Il avait une casse à Cortland.
Beş yıl sonra sen de böyle olacaksın.
Tu seras pareil, dans cinq ans.
Beş yıl, dört ay.
Cinq ans et quatre mois.
Yaklaşık beş yıl önce.
Environ cinq ans.
Beş yıl ne yaptın peki?
Tu faisais quoi, depuis?
Ama biz neredeyse beş yıldır konuşmuyorduk. Bu yüzden, bu aslında olması gerektiği kadar kötü olmadı.
Mais tu vois, on s'était pas parlé depuis cinq ans, donc... c'était pas... c'était pas aussi... c'était pas aussi horrible que ça aurait pu l'être.
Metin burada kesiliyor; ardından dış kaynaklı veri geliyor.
Issue #1917, opened 2018-03-24
Populate quickinfo from Neovim side (via OniCommand('...'))


Tehnix:
Is there a way to populate the quickinfo tooltip/popup from the Neovim side? I know we can send some Oni commands via `call OniCommand('...')`, but it would be cool if this could e.g. be extended to take in arguments, and then pass that to the command it activated.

Kayıtlar daha beş yıl önce var olmayan bir organizasyondan geldi, WikiLeaks.
Ça vient de WikiLeaks, qui n'existait pas il y a cinq ans.
Bana beş yıl önce kişilerin sorumlu tutulması gerektiğini söylemiştin.
Y a 5 ans, tu m'as dit qu'il fallait désigner les responsables.
- Beş yıl.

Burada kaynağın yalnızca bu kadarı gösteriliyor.